(Bloomberg) – JPMorgan Chase & Co. led U.S. banks to increase direct lending to state and local governments last quarter as companies filled a void left by mutual fund investors who fled the traditional market municipal bonds in an environment of soaring inflation and soaring yields.
Banks lent $9.2 billion net to states and cities in the three months ending June, a 4.7% increase from the previous quarter, according to Municipal Market Analytics.

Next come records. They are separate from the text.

PR #717, opened 2023-01-20
Endpoint validations

adamgoth:
Adds validations on endpoints parameters


pages/api/address/[address]/delegated-to.ts
```diff
@@ -6,28 +6,50 @@ SPDX-License-Identifier: AGPL-3.0-or-later
...
 export default withApiHandler(
   async (req: NextApiRequest, res: NextApiResponse<MKRDelegatedToAPIResponse>) => {
-    const network = (req.query.network as string) || DEFAULT_NETWORK.network;
+    // validate network
+    const network = validateQueryParam(
+      (req.query.network as SupportedNetworks) || DEFAULT_NETWORK.network,
+      'string',
+      {
+        defaultValue: null,
+        validValues: [SupportedNetworks.GOERLI, SupportedNetworks.GOERLIFORK, SupportedNetworks.MAINNET]
```
Comment (rafinskipg) [inline pages/api/address/[address]/delegated-to.ts:35]: i'm thinkingwe could add a "required" flag on the validateQueryParams function to make sure the value exists, and we would get some lines of code through the app

Comment (adamgoth) [reply pages/api/address/[address]/delegated-to.ts:35]: I was thinking about this too. Maybe we have another parameter for the error to throw too and the function can throw the if some validation fails. What do you think?

rafinskipg (approved):

PR #719, opened 2023-01-23
refactor validation function

rafinskipg:
Creates a function called validateAddress that resolves if an address is valid or fetches ENS resolution.

Removes files under pages/api that should be on helpers or similar.


adamgoth (approved):
Good stuff

PR #723, opened 2023-01-24
Fix mkr balances not showing for delegates

hernandoagf:
### What does this PR do?
It fixes the bug introduced during the last update that would not let delegates vote due to the MKR balance of their delegate contract not being fetched by passing a boolean value dynamically for the components that should display the MKR value of the owned delegate contract.

### Steps for testing:
If you have a delegate contract on Goerli, try to vote on polls.
The MKR balance of the delegate contract should be displayed on all of the account balance sections when connected to the account that owns the delegate contract.

I set up a delegate contract on Goerli for testing and I was able to vote:
image
image
image


rafinskipg (commented):
My question is , why do we have the boolean checkDelegate on getMKRVotingWeight?

PR #4, opened 2020-02-25
Add some bringup tests for SM 5.1 bindless

HansKristian-Work:
Test Buffer SRVs with NonUniformResourceIndex.


tests/d3d12.c
```diff
@@ -33843,6 +33843,535 @@ static void test_constant_buffer_sm51(void)
...
+    ok(SUCCEEDED(hr), "Failed to create root signature, hr %#x.\n", hr);
+
+    static const DWORD cs_code[] = {
+#if 0
+        StructuredBuffer<uint> Buffers[] : register(t4, space1);
+        StructuredBuffer<uint> AliasBuffers[64] : register(t4, space2);
+        StructuredBuffer<uint> StandaloneBuffer1 : register(t100, space2);
+        StructuredBuffer<uint> StandaloneBuffer2 : register(t200, space2);
+
+        RWByteAddressBuffer OBuffer : register(u0);
```
doitsujin: It might be useful to throw in a texture array for completeness. Doesn't have to be anything complex, but maybe something like
```
Texture2D<float4> Textures[2] : register(t0, space3);
// ...
result += uint(Textures[1].Load(int2(0,0)).x);
```
where the first texture is black and the second one is white or something.

HansKristian-Work: Added tests for this.

PR #5, opened 2020-02-25
Add various DXIL tests

HansKristian-Work:
Adds a DXIL alternative to most of the interesting shaders.

The overall strategy is to change the test entry points to take a flag which selects DXIL or DXBC. DXIL is more bloated than DXBC and is byte-aligned, which bloats the code size a bit, but not much we can do with the current test architecture.

The diff is rather large, but very repetitive.


HansKristian-Work:
Yeah, it's all naked `void func(void)` and no templates, so it's hard to do it better without rewriting.
The tests all pass on Windows and dxil-spirv when I get to PR-ing that implementation.

PR #8, opened 2020-02-26
Add test for SM 5.1 immutable sampler

HansKristian-Work:
This already worked, the FIXME was benign unlike the other cases where it would return NULL.


tests/d3d12.c
```diff
@@ -37730,7 +37752,7 @@ static void test_register_space(bool use_dxil)
     for (i = 0; i < 4; i++)
     {
         /* Start value of 9 is for the StructuredBuffer we write to. */
-        float reference = 2 * 3 * 4 * 5 * 6 * 7 * 8 * 10 * 11;
+        float reference = 2 * 3 * 4 * 5 * 6 * 7 * 8 * (10 * 10) * 11;
```
doitsujin: 10 comes from the additional texture lookup?

HansKristian-Work: Yes. Kinda messy to do things like this though, but it's basically a hardcoded value either way.

PR #10, opened 2020-02-26
vkd3d-shader: Rework SPIR-V capability enablement.

doitsujin:
Makes adding new capabilities significantly easier, and we're going to add quite a lot of them with bindless (as well as future features).

### DIFF
--- a/libs/vkd3d-shader/spirv.c
+++ b/libs/vkd3d-shader/spirv.c
@@ -285,9 +285,10 @@ static bool vkd3d_spirv_stream_append(struct vkd3d_spirv_stream *dst_stream,
 
 struct vkd3d_spirv_builder
 {
-    uint64_t capability_mask;
-    uint64_t capability_draw_parameters : 1;
-    uint64_t capability_demote_to_helper_invocation : 1;
+    SpvCapability *capabilities;
+    size_t capabilities_size;
+    size_t capability_count;
+
     uint32_t ext_instr_set_glsl_450;
     uint32_t invocation_count;
     SpvExecutionModel execution_model;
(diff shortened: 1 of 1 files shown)


libs/vkd3d-shader/spirv.c
```diff
@@ -1699,16 +1708,45 @@ static void vkd3d_spirv_builder_free(struct vkd3d_spirv_builder *builder)
...
+    VKD3D_SPV_KHR_SHADER_DRAW_PARAMETERS        = 0x00000001,
+    VKD3D_SPV_EXT_DEMOTE_TO_HELPER_INVOCATION   = 0x00000002,
+};
+
+struct vkd3d_spirv_extension_info
+{
+    enum vkd3d_spirv_extension extension;
+    const char* name;
+}
+vkd3d_spirv_extensions[] =
```
HansKristian-Work: Shouldn't this be static const?

libs/vkd3d-shader/spirv.c
```diff
@@ -1699,16 +1708,45 @@ static void vkd3d_spirv_builder_free(struct vkd3d_spirv_builder *builder)
...
+    {VKD3D_SPV_KHR_SHADER_DRAW_PARAMETERS,      "SPV_KHR_shader_draw_parameters"},
+    {VKD3D_SPV_EXT_DEMOTE_TO_HELPER_INVOCATION, "SPV_EXT_demote_to_helper_invocation"},
+};
+
+struct vkd3d_spirv_capability_extension_mapping
+{
+    SpvCapability capability;
+    enum vkd3d_spirv_extension extension;
+}
+vkd3d_spirv_capability_extensions[] =
```
HansKristian-Work: Ditto.

libs/vkd3d-shader/spirv.c
```diff
@@ -1699,16 +1708,45 @@ static void vkd3d_spirv_builder_free(struct vkd3d_spirv_builder *builder)
 
     rb_destroy(&builder->declarations, vkd3d_spirv_declaration_free, NULL);
 
+    vkd3d_free(builder->capabilities);
     vkd3d_free(builder->iface);
 }
 
+enum vkd3d_spirv_extension
+{
+    VKD3D_SPV_KHR_SHADER_DRAW_PARAMETERS        = 0x00000001,
```
HansKristian-Work: Isn't it supposed to be an array and not a bitmask now?

libs/vkd3d-shader/spirv.c
```diff
@@ -1720,22 +1758,28 @@ static bool vkd3d_spirv_compile_module(struct vkd3d_spirv_builder *builder,
...
-        vkd3d_spirv_build_op_extension(&stream, "SPV_KHR_shader_draw_parameters");
-    if (builder->capability_demote_to_helper_invocation)
-        vkd3d_spirv_build_op_extension(&stream, "SPV_EXT_demote_to_helper_invocation");
+    for (i = 0; i < ARRAY_SIZE(vkd3d_spirv_capability_extensions); ++i)
+    {
+        if (vkd3d_spirv_has_capability(builder, vkd3d_spirv_capability_extensions[i].capability))
+        {
+            uint32_t extension = vkd3d_spirv_capability_extensions[i].extension;
+
+            if (extension_mask & extension)
```
HansKristian-Work: Oh, I see, it's using the bitmask to not enable the same extension over and over.

libs/vkd3d-shader/spirv.c
doitsujin: Indeed, fixed.

doitsujin:
An alternative implementation wrt extensions would be to just do something like
```
enum vkd3d_spirv_extension {
  VKD3D_SPV_EXT_FROG,
  VKD3D_SPV_KHR_TOAD,
};
static const char* vkd3d_spirv_extension_names[] = {
  "SPV_EXT_frog",
  "SPV_KHR_toad",
};
```

This would simplify the lookup a bit, but requires that the extension enum values and extension names be declared in the exact same order.

HansKristian-Work:
Current implementation should be fine as-is unless we need to deal with > 64 extensions.

PR #12, opened 2020-02-27
Dump SPIR-V along DXBC/DXIL with VKD3D_SHADER_DUMP_PATH

HansKristian-Work:


libs/vkd3d-shader/vkd3d_shader_private.h
```diff
@@ -837,6 +837,9 @@ void vkd3d_dxbc_compiler_destroy(struct vkd3d_dxbc_compiler *compiler) DECLSPEC_
 
 void vkd3d_compute_dxbc_checksum(const void *dxbc, size_t size, uint32_t checksum[4]) DECLSPEC_HIDDEN;
 
+void vkd3d_shader_dump_spirv_shader(enum vkd3d_shader_type type, const struct vkd3d_shader_code *shader);
+void vkd3d_shader_dump_shader(enum vkd3d_shader_type type, const struct vkd3d_shader_code *shader);
```
doitsujin: This implies that we're also going to be calling these methods from outside `shader_main.c`; where exactly would that be? I assume this is DXIL-related, but I wonder if there's a way to potentially unnecessary avoid duplication.

HansKristian-Work: The dxil implementation will live in dxil.c and that function calls vkd3d_shader_dump_spirv_shader. I suppose dump_shader (raw DXBC container blob) doesn't really need to be placed in the private header, but I felt it made sense to keep them together like this.

PR #14, opened 2020-03-01
Temporary UAV counter rework

doitsujin:
In preparation for the bindless implementation, this makes the following changes to UAV counter handling:
- UAV counters are packed into the root signature's descriptor set layout for now. This allows us to get rid of per-pipeline descriptor set layouts and pipeline layouts, and gretaly simplifies descriptor updates involving UAV counters.
- UAV counter bindings are passed to vkd3d-shader as regular resource bindings in order to avoid some duplication.

As part of the bindless implementation, I plan to rewrite `d3d12_command_list_update_descriptors` as well as `d3d12_root_signature_init` completely from scratch. While those parts are currently messy, they hopefully won't stay that way for long.

It's probably worth testing WoW with thsese patches, which I haven't done yet. SotTR and Metro still work as expected and they don't introduce new test failures.

### DIFF
--- a/libs/vkd3d/command.c
+++ b/libs/vkd3d/command.c
@@ -2573,11 +2573,12 @@ static void d3d12_command_list_prepare_descriptors(struct d3d12_command_list *li
 static bool vk_write_descriptor_set_from_d3d12_desc(VkWriteDescriptorSet *vk_descriptor_write,
         VkDescriptorImageInfo *vk_image_info, const struct d3d12_desc *descriptor,
         uint32_t descriptor_range_magic, VkDescriptorSet vk_descriptor_set,
-        uint32_t vk_binding, unsigned int index)
+        uint32_t vk_binding, unsigned int index, bool uav_counter)
 {
     const struct vkd3d_view *view = descriptor->u.view;
+    bool is_uav = descriptor->magic == VKD3D_DESCRIPTOR_MAGIC_UAV;
 
-    if (descriptor->magic != descriptor_range_magic)
+    if (descriptor->magic != descriptor_range_magic || (uav_counter && !is_uav))
         return false;
 
     vk_descriptor_write->sType = VK_STRUCTURE_TYPE_WRITE_DESCRIPTOR_SET;
@@ -2601,7 +2602,7 @@ static bool vk_write_descriptor_set_from_d3d12_desc(VkWriteDescriptorSet *vk_des
         case VKD3D_DESCRIPTOR_MAGIC_UAV:
             /* We use separate bindings for buffer and texture SRVs/UAVs.
              * See d3d12_root_signature_init(). */
-            vk_descriptor_write->dstBinding = vk_binding + 2 * index;
+            vk_descriptor_write->dstBinding = vk_binding + (is_uav ? 3 : 2) * index;
             if (descriptor->vk_descriptor_type != VK_DESCRIPTOR_TYPE_UNIFORM_TEXEL_BUFFER
                     && descriptor->vk_descriptor_type != VK_DESCRIPTOR_TYPE_STORAGE_TEXEL_BUFFER)
                 ++vk_descriptor_write->dstBinding;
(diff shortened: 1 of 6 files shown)


HansKristian-Work:
Thanks, I'll look at it on Monday.

libs/vkd3d/state.c
```diff
@@ -812,8 +830,8 @@ static HRESULT d3d12_root_signature_init(struct d3d12_root_signature *root_signa
     /* XXX: Vulkan buffer and image descriptors have different types. In order
      * to preserve compatibility between Vulkan resource bindings for the same
      * root signature, we create descriptor set layouts with two bindings for
-     * each SRV and UAV. */
-    info.descriptor_count += info.srv_count + info.uav_count;
+     * each SRV and UAV. For UAVs we additionally have one UAV counter. */
+    info.descriptor_count += info.srv_count + 2 * info.uav_count;
```
HansKristian-Work: Does this also affect root UAVs (which do not have counters?)

libs/vkd3d/command.c
```diff
@@ -2607,15 +2602,26 @@ static bool vk_write_descriptor_set_from_d3d12_desc(VkWriteDescriptorSet *vk_des
...
                     || descriptor->vk_descriptor_type == VK_DESCRIPTOR_TYPE_STORAGE_TEXEL_BUFFER)
             {
-                vk_descriptor_write->pTexelBufferView = &view->u.vk_buffer_view;
+                if (uav_counter)
+                {
+                    vk_descriptor_write->dstBinding += 2;
+                    vk_descriptor_write->pTexelBufferView = &view->vk_counter_view;
+
+                    if (!view->vk_counter_view)
+                        return false;
```
HansKristian-Work: Is it okay to not write a descriptor here? Without PARTIALLY_BOUND_BIT we probably have to bind something here. Although this might be somewhat moot since we'll need to do PARTIALLY_BOUND and deferred updates for RS 1.0 soon anyways.

libs/vkd3d/command.c
```diff
@@ -2675,41 +2681,25 @@ static void d3d12_command_list_update_descriptor_table(struct d3d12_command_list
...
-                    bindings->descriptor_set, range->binding, j))
+                    bindings->descriptor_set, range->binding, j, false))
                 continue;
 
             ++descriptor_count;
             ++current_descriptor_write;
             ++current_image_info;
 
-            if (descriptor_count == ARRAY_SIZE(descriptor_writes))
+            if (vk_write_descriptor_set_from_d3d12_desc(current_descriptor_write,
```
HansKristian-Work: This could overflow I think.

libs/vkd3d/command.c
```diff
@@ -2675,41 +2681,25 @@ static void d3d12_command_list_update_descriptor_table(struct d3d12_command_list
...
+                    current_image_info, descriptor, range->descriptor_magic,
+                    bindings->descriptor_set, range->binding, j, true))
+            {
+                ++descriptor_count;
+                ++current_descriptor_write;
+                ++current_image_info;
+            }
+
+            if (descriptor_count >= ARRAY_SIZE(descriptor_writes) - 1)
```
HansKristian-Work: I suppose this takes care of the overflow, would be good with a comment to signal intent.

libs/vkd3d/state.c
doitsujin: `srv_count` and `uav_count` only count descriptor table entries, not root descriptors. Those are being counted separately.

libs/vkd3d/command.c
doitsujin: It should be fine as long as it isn't statically used by the pipeline, which would only be the case if the app does not provide a counter in a situation where it is required to do so.

HansKristian-Work: Right, I think I'm confusing things, from spec:
"• Descriptors that are statically used must have been populated before the descriptor set is
consumed.
• Entries that are not used by a pipeline can have undefined descriptors."

PARTIALLY_BOUND would be for bindless only in that case.

libs/vkd3d/command.c
doitsujin: Sure, will do.

PR #18, opened 2020-03-05
vkd3d: Create NULL buffer and image views.

doitsujin:
Currently, we leave descriptors undefined that are either left uninitialized by the application or have the wrong resource type bound. However, this causes issues when using descriptor update templates since we need to provide a valid view handle for all descriptors that are to be updated.

Providing these may then also improve stability with misbehaving applications that access an undefined descriptor in a shader.

Note that this is different from the explicit NULL descriptors that the application can create using `CreateShaderResourceView` and friends.

### DIFF
--- a/libs/vkd3d/resource.c
+++ b/libs/vkd3d/resource.c
@@ -17,6 +17,8 @@
  * Foundation, Inc., 51 Franklin St, Fifth Floor, Boston, MA 02110-1301, USA
  */
 
+#include <float.h>
+
 #include "vkd3d_private.h"
 
 #define VKD3D_NULL_BUFFER_SIZE 16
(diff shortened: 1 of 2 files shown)


libs/vkd3d/resource.c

It was the highest quarterly growth in about a decade and even eclipsed the tally from the start of 2020, a period of record volatility spurred by the pandemic, MMA said. Bank loans are another way for states and cities to raise funds during turmoil in public markets.
“The rise in yields, the decline in mutual funds, it changed the landscape and created an opening for banks,” said Matt Fabian, partner at MMA, a research firm. “You have this demonstrated demand from banks to take the ammunition supply out of the market if the market has the nerves.”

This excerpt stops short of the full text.